- _TASK MATERIAL_:
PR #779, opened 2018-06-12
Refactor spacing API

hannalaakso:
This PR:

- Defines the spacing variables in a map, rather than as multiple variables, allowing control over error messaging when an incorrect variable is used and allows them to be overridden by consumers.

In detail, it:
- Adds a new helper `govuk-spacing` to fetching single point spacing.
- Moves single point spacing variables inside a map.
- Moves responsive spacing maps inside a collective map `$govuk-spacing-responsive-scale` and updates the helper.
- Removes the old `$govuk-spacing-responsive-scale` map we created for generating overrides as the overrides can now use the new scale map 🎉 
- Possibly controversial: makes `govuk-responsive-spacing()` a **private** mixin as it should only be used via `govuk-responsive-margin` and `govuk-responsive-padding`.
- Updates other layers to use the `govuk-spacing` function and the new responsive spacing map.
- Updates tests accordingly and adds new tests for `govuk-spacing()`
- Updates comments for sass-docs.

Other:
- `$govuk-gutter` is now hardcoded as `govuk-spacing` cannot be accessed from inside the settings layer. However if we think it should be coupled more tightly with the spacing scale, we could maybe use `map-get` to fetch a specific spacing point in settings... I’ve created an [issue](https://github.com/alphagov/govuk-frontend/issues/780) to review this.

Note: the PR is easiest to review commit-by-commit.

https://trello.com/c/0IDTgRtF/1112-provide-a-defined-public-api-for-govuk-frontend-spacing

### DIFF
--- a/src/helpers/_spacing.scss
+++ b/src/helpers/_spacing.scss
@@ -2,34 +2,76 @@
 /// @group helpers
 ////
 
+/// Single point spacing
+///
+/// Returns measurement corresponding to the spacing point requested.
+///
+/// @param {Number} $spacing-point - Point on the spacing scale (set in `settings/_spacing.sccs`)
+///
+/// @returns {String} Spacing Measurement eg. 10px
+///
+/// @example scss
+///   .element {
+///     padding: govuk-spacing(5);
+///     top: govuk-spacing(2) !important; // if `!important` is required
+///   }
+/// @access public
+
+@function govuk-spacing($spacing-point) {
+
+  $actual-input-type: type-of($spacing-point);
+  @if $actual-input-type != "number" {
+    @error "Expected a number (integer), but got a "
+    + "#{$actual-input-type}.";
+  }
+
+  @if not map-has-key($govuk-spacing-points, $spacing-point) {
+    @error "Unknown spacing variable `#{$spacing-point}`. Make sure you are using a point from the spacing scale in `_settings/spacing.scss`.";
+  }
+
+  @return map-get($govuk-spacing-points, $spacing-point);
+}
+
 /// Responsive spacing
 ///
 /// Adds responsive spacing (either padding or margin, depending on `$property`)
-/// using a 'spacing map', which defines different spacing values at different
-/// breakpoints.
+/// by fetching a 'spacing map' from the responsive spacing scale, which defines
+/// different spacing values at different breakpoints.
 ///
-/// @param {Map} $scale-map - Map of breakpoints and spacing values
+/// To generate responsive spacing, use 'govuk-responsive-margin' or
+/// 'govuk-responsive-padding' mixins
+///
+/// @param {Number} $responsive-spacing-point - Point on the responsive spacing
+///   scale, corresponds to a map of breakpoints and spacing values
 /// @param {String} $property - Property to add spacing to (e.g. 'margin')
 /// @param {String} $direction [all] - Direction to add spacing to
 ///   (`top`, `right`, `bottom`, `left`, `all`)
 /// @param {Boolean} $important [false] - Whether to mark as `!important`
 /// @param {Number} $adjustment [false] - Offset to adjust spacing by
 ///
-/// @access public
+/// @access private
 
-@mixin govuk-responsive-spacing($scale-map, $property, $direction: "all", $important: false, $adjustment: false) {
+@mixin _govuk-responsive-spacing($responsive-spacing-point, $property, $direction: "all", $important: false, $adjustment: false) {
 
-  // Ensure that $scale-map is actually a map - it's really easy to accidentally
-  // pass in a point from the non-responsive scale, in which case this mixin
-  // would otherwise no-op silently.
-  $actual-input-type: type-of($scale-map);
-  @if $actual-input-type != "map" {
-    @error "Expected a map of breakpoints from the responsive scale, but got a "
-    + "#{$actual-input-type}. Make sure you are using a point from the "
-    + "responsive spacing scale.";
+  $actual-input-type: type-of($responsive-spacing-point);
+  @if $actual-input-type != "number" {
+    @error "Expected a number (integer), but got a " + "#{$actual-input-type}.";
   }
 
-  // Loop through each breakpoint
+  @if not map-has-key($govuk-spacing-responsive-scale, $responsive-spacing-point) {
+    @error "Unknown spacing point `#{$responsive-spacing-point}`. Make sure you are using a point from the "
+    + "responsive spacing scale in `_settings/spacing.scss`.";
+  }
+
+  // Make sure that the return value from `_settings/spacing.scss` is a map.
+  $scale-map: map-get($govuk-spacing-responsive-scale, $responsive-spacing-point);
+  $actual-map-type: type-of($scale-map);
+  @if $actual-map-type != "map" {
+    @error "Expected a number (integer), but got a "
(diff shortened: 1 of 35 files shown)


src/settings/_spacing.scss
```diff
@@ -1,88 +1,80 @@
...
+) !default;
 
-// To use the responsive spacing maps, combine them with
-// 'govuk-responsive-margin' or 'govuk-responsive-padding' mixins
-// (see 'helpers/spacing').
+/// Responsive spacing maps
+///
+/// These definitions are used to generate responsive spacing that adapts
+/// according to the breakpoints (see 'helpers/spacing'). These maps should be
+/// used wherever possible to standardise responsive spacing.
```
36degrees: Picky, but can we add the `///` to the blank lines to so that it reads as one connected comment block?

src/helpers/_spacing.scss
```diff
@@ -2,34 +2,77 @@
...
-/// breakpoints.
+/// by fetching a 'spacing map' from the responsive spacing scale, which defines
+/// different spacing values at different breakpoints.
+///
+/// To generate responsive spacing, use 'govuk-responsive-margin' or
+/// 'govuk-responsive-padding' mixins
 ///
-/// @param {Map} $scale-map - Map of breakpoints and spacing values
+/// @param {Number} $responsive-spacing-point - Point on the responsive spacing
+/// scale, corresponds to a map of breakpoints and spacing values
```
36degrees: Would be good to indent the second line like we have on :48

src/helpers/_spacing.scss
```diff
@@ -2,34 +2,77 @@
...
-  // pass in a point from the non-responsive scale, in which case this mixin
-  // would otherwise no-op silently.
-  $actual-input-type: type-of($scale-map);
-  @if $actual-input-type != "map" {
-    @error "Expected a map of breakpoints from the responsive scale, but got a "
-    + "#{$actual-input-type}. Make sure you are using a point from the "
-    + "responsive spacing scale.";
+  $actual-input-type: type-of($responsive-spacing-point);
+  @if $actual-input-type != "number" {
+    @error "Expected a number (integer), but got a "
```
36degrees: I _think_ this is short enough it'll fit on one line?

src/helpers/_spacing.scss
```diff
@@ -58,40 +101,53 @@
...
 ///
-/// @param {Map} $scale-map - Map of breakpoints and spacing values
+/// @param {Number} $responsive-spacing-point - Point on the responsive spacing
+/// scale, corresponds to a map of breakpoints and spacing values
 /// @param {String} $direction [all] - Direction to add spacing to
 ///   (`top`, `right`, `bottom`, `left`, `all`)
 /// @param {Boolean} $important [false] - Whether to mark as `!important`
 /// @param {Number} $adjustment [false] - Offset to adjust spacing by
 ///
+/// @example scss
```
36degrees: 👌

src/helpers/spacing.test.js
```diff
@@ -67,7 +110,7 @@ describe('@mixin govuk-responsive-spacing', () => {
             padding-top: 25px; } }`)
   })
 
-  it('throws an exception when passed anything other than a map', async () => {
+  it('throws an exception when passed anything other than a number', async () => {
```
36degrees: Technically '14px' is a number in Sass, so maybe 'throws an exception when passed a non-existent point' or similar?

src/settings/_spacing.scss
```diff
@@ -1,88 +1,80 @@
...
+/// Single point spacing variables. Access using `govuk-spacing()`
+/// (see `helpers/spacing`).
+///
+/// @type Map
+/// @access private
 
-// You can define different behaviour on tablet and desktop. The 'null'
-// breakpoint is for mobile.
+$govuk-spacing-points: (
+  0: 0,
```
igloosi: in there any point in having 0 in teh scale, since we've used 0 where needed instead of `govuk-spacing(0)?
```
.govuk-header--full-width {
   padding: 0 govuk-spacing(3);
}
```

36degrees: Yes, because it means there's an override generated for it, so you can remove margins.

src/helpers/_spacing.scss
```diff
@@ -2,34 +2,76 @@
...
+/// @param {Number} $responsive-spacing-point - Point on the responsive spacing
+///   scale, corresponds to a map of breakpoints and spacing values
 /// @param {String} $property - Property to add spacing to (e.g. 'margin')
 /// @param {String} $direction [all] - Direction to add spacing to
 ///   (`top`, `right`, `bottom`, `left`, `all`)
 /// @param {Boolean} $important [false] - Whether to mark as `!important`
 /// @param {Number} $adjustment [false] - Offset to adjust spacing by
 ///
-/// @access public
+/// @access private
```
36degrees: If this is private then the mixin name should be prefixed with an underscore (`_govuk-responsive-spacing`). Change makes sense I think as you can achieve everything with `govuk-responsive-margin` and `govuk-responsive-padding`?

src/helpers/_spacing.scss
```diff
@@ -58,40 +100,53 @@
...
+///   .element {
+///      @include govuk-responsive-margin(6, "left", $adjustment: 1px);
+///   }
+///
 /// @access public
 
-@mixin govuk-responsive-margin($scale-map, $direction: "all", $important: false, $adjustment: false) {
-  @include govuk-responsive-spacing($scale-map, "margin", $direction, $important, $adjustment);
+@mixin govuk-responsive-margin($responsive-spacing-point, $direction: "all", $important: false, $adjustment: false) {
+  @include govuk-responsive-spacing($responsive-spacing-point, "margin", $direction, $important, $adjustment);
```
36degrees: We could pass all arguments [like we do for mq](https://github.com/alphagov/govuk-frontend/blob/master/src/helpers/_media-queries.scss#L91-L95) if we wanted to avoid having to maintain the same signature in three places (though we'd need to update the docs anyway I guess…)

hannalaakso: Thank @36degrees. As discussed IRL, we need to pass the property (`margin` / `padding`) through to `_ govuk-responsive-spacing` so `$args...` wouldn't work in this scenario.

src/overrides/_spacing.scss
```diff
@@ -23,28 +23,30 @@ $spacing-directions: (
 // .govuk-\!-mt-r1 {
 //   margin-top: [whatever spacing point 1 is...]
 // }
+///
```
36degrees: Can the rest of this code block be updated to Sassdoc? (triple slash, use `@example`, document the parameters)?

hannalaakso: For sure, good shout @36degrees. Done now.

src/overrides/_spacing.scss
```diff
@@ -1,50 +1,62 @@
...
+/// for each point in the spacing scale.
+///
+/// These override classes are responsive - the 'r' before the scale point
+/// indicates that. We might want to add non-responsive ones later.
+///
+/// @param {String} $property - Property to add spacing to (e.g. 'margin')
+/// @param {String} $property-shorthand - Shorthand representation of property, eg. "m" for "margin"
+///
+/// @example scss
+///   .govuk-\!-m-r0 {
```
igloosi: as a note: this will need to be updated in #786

- _TASK DIRECTIONS_: From the entries above, copy each line holding "there".

- _OUTPUT OF THE TASK_:
igloosi: in there any point in having 0 in teh scale, since we've used 0 where needed instead of `govuk-spacing(0)?
36degrees: Yes, because it means there's an override generated for it, so you can remove margins.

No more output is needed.